### Task goal
Please copy exactly the lines that run from the start of the entries to the line containing "- Stack lists", inclusive.

===== Data provided

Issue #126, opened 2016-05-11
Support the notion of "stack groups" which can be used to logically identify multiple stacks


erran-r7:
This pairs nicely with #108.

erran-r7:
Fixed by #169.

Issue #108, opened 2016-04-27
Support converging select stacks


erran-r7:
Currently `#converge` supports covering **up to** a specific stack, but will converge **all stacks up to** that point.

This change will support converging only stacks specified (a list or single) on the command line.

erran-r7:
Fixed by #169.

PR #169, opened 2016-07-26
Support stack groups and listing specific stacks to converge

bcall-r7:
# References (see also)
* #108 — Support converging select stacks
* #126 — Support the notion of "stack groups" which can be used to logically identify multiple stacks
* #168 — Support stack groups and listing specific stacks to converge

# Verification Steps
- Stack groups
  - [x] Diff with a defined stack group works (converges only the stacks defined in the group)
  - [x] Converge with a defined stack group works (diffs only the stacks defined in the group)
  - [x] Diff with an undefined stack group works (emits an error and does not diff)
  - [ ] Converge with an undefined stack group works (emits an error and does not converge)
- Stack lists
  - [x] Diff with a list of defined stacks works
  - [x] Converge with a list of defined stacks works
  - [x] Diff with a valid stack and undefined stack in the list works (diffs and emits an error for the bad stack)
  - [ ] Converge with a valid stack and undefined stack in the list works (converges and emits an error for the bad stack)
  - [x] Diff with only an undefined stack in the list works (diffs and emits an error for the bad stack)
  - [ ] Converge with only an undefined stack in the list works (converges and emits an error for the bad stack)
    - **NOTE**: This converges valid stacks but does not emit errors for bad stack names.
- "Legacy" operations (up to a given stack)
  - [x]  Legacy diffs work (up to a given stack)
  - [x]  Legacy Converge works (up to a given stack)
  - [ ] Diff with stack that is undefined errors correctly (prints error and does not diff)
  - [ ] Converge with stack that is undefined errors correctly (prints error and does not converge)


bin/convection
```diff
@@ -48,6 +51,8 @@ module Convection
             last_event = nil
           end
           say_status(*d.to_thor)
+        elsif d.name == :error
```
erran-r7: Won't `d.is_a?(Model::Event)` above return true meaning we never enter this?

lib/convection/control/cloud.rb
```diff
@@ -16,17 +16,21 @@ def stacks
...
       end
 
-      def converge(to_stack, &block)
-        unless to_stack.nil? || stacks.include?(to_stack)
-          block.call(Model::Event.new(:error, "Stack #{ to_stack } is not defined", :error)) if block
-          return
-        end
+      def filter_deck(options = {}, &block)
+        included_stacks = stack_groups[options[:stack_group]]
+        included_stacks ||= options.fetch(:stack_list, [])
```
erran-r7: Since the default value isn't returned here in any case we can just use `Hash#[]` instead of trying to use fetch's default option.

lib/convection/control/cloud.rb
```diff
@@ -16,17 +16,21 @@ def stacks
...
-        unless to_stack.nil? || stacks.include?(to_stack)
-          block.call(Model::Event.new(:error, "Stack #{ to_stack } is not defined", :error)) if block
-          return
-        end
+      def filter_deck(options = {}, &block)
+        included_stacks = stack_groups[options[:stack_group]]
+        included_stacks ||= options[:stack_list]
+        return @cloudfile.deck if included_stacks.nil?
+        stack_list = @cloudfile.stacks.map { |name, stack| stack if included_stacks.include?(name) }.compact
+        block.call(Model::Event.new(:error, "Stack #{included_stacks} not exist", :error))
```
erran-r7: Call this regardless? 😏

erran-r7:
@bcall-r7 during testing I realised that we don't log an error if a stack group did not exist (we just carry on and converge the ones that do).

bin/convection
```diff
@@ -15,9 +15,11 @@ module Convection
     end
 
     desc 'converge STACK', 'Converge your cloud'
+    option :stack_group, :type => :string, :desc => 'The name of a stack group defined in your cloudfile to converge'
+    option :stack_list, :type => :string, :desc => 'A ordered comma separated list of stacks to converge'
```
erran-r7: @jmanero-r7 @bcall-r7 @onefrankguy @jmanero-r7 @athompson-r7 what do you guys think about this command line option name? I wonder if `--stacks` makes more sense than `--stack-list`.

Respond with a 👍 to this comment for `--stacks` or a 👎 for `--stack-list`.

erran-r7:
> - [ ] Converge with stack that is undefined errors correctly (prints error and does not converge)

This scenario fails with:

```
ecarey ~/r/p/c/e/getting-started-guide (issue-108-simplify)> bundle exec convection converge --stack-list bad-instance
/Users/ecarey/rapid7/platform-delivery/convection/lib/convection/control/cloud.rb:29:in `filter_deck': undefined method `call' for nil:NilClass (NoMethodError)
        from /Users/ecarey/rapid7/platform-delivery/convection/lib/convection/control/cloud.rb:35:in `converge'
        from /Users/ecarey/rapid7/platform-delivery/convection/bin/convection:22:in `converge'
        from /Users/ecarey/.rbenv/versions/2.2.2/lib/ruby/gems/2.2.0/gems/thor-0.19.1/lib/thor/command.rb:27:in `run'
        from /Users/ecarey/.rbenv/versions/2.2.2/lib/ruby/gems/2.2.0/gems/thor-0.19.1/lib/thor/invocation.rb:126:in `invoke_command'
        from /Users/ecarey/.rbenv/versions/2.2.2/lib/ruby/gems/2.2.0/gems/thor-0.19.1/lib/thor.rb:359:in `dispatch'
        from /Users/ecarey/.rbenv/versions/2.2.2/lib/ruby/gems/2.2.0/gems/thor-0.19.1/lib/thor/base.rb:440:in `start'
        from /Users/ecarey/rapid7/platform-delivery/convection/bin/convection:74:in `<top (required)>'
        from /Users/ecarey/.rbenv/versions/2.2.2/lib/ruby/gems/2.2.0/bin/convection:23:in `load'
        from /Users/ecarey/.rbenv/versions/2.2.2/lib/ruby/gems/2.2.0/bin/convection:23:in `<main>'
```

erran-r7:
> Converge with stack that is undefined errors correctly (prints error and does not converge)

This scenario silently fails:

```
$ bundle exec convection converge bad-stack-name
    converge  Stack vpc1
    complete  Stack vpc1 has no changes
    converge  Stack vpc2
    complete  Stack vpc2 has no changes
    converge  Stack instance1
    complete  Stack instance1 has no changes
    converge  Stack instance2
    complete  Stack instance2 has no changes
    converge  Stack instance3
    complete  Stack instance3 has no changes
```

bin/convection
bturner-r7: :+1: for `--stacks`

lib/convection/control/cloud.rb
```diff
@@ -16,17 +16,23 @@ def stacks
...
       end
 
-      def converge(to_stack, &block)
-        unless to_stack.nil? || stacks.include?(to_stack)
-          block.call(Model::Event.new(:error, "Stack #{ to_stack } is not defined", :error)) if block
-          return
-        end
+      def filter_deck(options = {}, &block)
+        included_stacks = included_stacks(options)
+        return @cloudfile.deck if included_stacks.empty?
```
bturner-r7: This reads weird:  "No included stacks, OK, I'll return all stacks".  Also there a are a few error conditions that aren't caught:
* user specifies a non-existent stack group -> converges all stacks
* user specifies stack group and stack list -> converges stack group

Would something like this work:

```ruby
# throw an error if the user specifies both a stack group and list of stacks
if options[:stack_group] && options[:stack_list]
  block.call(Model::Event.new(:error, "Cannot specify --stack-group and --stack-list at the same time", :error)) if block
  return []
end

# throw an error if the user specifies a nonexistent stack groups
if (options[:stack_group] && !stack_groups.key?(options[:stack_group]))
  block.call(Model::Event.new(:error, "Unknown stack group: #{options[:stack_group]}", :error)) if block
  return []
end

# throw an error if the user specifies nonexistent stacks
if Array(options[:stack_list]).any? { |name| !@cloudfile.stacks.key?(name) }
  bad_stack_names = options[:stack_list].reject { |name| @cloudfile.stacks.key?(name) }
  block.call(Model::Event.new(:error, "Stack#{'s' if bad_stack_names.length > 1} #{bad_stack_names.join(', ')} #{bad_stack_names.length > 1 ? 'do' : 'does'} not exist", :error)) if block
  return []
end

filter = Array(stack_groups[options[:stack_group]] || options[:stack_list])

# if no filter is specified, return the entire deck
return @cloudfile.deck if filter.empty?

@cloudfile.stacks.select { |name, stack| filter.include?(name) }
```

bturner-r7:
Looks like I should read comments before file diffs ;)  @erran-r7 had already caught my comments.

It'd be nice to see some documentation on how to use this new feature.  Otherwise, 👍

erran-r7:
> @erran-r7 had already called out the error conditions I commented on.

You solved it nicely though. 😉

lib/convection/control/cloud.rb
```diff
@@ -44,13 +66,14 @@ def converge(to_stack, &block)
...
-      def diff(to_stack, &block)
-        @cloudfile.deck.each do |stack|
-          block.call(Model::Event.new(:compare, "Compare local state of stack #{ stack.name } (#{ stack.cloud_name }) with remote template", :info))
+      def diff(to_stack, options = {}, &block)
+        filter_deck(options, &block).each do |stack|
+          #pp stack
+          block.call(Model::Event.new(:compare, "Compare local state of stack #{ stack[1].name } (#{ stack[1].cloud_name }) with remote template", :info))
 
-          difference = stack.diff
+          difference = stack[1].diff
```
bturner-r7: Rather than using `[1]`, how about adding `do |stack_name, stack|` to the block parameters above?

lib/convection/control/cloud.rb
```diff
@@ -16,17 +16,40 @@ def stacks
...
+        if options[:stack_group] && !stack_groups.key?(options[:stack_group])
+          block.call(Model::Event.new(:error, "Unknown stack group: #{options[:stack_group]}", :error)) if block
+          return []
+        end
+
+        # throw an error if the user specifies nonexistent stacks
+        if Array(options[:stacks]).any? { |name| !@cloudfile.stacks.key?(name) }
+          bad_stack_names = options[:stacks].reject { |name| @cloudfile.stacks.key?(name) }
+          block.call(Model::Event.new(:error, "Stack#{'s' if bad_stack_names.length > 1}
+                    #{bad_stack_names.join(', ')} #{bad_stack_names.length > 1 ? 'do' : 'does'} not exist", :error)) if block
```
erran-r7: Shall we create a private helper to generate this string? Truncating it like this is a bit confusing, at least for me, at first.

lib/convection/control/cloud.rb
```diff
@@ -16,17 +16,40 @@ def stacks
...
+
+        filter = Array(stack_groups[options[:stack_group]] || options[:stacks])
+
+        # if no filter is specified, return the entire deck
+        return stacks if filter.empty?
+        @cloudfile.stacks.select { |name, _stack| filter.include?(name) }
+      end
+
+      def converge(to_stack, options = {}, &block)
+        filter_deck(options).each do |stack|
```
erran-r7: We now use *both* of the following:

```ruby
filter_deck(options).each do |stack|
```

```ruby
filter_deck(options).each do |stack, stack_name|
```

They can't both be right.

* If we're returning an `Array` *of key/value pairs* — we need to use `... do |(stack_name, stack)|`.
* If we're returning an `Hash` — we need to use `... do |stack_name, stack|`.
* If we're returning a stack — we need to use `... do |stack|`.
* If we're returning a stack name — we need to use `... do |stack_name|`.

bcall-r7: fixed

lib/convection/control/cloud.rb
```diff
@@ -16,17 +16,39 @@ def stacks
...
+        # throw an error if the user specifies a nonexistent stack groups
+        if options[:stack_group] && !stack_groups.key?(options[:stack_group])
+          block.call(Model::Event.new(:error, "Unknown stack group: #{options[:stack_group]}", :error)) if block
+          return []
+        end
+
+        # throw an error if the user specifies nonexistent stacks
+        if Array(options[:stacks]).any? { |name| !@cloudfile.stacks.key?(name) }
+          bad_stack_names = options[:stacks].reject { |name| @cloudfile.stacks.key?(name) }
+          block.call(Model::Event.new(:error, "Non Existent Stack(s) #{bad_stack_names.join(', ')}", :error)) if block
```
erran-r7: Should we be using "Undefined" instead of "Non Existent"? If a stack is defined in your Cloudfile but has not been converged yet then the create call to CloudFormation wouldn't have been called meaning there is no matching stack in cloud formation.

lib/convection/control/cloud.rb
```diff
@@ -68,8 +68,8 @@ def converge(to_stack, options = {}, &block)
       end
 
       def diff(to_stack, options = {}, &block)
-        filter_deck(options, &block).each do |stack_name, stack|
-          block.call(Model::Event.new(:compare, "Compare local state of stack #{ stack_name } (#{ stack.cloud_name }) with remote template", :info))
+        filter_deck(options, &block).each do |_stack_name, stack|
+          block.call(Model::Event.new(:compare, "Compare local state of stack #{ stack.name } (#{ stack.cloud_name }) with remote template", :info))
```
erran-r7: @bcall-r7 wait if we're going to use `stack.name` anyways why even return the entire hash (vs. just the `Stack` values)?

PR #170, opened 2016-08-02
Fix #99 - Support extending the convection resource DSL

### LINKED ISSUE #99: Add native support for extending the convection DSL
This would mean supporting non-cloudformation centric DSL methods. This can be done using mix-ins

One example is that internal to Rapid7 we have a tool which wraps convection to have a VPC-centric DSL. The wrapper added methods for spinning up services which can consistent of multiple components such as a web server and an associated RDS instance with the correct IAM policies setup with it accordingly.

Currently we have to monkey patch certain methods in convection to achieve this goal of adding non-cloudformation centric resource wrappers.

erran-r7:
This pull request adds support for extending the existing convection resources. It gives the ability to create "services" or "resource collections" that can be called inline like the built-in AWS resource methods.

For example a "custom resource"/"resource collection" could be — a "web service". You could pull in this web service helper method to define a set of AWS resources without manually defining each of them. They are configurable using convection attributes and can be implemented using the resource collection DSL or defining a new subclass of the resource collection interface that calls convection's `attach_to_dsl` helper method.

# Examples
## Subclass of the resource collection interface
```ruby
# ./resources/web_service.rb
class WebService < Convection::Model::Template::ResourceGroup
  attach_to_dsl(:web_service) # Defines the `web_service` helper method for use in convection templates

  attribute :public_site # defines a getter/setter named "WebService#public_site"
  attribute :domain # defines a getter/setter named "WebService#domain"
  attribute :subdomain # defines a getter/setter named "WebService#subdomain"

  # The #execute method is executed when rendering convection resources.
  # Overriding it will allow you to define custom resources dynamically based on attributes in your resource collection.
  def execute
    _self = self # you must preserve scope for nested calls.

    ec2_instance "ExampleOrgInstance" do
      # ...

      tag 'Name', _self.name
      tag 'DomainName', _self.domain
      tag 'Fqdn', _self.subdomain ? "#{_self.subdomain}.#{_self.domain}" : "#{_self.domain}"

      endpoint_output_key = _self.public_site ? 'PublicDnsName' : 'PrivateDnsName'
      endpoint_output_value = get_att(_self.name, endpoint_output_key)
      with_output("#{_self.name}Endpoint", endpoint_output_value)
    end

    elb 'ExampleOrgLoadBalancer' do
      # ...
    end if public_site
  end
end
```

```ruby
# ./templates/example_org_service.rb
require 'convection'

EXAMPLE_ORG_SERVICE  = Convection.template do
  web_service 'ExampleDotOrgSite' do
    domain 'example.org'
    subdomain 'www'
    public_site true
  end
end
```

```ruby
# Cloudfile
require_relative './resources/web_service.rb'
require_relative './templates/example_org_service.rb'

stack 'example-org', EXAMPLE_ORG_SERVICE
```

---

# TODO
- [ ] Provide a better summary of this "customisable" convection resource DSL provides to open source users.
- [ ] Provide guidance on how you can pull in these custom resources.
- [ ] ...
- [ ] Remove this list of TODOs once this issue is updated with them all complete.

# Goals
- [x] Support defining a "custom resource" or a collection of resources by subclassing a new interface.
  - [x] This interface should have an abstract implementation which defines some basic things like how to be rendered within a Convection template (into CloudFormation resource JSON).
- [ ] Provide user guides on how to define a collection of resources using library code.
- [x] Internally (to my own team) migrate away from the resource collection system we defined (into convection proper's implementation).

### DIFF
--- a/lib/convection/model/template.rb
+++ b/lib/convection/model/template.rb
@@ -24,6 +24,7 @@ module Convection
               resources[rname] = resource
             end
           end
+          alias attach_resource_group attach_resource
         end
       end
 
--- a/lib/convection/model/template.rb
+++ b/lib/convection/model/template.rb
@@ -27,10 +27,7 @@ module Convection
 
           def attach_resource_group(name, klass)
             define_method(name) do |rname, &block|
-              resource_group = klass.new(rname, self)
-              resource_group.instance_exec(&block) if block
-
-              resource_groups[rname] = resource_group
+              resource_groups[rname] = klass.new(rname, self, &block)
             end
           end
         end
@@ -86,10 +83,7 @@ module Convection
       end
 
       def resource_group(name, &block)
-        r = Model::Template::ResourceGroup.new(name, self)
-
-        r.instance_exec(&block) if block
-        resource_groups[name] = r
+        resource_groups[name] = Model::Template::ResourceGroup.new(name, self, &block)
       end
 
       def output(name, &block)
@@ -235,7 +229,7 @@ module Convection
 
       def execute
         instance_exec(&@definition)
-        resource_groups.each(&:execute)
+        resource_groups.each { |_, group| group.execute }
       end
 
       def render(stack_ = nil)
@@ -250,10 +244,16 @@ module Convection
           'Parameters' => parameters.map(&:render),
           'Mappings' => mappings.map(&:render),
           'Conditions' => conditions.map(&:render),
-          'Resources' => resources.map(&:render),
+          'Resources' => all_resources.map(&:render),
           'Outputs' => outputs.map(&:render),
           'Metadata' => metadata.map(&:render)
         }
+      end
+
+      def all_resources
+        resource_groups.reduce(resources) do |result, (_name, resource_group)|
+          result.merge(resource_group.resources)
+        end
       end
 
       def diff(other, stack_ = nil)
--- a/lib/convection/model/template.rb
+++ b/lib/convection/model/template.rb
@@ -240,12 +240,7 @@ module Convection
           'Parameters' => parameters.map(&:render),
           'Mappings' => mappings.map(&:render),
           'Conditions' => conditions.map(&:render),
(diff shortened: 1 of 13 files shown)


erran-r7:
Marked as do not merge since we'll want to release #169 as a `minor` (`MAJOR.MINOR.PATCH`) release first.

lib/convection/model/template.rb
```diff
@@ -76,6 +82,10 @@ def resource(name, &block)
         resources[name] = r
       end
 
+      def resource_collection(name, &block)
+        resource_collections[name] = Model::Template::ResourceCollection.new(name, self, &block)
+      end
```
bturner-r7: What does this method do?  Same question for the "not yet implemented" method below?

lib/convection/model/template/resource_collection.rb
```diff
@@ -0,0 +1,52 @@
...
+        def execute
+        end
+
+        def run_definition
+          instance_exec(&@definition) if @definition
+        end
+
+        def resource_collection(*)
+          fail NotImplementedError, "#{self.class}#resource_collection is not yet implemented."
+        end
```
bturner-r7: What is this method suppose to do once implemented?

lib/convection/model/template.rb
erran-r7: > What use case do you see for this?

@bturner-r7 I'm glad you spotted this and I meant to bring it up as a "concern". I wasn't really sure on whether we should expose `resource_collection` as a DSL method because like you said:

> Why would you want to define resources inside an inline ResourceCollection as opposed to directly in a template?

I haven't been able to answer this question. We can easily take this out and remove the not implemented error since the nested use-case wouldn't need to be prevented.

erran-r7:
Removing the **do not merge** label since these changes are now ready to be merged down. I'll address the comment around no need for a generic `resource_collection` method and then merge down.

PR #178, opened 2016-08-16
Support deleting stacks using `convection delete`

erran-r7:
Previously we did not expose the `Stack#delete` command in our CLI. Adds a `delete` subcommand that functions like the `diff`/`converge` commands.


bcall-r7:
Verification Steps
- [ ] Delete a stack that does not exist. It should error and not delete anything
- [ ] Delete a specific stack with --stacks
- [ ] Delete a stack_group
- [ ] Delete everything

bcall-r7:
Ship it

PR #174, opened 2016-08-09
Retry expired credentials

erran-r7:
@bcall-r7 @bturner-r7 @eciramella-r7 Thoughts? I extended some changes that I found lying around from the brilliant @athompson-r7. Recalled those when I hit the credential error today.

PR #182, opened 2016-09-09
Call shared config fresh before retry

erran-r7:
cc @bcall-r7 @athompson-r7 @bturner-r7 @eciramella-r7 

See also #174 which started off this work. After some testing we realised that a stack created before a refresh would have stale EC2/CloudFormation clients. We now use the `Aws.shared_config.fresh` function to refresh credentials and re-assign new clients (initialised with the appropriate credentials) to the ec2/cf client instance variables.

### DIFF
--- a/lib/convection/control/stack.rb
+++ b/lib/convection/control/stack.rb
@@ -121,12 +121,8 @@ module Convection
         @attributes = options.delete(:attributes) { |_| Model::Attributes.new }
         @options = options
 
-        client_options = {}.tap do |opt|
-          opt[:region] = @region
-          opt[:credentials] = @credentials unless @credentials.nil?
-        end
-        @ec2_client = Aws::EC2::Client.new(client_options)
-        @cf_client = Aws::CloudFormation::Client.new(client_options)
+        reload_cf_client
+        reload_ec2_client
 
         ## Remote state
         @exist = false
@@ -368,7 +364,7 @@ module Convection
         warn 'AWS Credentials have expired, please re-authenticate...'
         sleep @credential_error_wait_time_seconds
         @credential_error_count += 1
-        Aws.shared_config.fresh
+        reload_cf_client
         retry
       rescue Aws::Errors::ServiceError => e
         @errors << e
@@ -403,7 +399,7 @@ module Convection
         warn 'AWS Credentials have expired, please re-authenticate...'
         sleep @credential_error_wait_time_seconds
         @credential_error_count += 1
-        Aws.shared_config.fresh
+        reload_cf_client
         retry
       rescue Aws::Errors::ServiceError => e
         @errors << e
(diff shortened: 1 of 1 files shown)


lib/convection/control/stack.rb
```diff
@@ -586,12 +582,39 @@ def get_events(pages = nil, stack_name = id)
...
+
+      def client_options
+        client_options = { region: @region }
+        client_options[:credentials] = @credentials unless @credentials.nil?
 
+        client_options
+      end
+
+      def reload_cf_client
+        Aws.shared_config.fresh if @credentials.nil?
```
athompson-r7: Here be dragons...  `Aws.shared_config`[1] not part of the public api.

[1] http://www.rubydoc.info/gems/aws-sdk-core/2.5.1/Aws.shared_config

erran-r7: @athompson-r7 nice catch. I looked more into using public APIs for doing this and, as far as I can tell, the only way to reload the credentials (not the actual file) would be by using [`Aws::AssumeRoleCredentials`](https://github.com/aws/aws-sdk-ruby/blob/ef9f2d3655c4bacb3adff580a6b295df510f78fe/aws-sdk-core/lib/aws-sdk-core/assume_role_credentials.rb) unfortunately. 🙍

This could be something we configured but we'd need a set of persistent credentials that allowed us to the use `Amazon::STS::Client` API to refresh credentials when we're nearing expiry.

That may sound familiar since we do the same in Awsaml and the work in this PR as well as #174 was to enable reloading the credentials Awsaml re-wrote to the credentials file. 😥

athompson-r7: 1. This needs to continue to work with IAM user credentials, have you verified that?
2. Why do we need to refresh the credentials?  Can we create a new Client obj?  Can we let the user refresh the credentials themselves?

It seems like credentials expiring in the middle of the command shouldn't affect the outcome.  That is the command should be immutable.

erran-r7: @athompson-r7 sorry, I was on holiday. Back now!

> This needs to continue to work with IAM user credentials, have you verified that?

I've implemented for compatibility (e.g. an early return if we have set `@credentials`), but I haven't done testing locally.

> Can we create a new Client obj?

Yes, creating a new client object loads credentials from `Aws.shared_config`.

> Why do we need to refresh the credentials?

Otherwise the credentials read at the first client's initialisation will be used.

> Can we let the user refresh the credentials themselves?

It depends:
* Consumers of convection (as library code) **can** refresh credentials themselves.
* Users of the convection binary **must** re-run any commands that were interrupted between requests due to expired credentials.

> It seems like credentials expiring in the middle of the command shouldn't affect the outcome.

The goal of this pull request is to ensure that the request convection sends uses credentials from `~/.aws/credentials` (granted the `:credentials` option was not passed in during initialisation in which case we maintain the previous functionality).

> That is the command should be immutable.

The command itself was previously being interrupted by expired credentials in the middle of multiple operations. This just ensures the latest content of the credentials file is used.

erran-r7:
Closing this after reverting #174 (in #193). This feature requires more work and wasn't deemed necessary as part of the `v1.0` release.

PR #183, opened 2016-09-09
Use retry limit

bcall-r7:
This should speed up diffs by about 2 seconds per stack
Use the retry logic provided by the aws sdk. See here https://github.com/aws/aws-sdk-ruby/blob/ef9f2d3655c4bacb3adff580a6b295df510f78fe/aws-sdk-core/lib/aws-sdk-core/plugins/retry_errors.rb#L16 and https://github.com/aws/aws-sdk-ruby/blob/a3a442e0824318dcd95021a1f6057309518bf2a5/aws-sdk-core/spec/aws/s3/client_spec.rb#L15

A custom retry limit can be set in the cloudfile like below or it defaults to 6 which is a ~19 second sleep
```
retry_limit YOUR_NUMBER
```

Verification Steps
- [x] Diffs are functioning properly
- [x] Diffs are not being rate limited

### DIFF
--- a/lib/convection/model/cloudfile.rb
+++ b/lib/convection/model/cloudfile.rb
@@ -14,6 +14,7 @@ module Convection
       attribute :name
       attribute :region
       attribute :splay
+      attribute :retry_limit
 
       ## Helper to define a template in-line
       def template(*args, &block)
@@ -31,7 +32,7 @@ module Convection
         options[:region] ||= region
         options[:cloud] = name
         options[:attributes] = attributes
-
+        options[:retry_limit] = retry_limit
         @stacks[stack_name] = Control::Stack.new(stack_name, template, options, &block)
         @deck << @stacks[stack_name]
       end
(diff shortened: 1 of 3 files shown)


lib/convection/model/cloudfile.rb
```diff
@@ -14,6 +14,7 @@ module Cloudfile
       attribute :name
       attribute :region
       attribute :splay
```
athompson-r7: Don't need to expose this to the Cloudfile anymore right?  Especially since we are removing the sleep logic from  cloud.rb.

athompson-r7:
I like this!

==========

### Task answer
Issue #126, opened 2016-05-11
Support the notion of "stack groups" which can be used to logically identify multiple stacks


erran-r7:
This pairs nicely with #108.

erran-r7:
Fixed by #169.

Issue #108, opened 2016-04-27
Support converging select stacks


erran-r7:
Currently `#converge` supports covering **up to** a specific stack, but will converge **all stacks up to** that point.

This change will support converging only stacks specified (a list or single) on the command line.

erran-r7:
Fixed by #169.

PR #169, opened 2016-07-26
Support stack groups and listing specific stacks to converge

bcall-r7:
# References (see also)
* #108 — Support converging select stacks
* #126 — Support the notion of "stack groups" which can be used to logically identify multiple stacks
* #168 — Support stack groups and listing specific stacks to converge

# Verification Steps
- Stack groups
  - [x] Diff with a defined stack group works (converges only the stacks defined in the group)
  - [x] Converge with a defined stack group works (diffs only the stacks defined in the group)
  - [x] Diff with an undefined stack group works (emits an error and does not diff)
  - [ ] Converge with an undefined stack group works (emits an error and does not converge)
- Stack lists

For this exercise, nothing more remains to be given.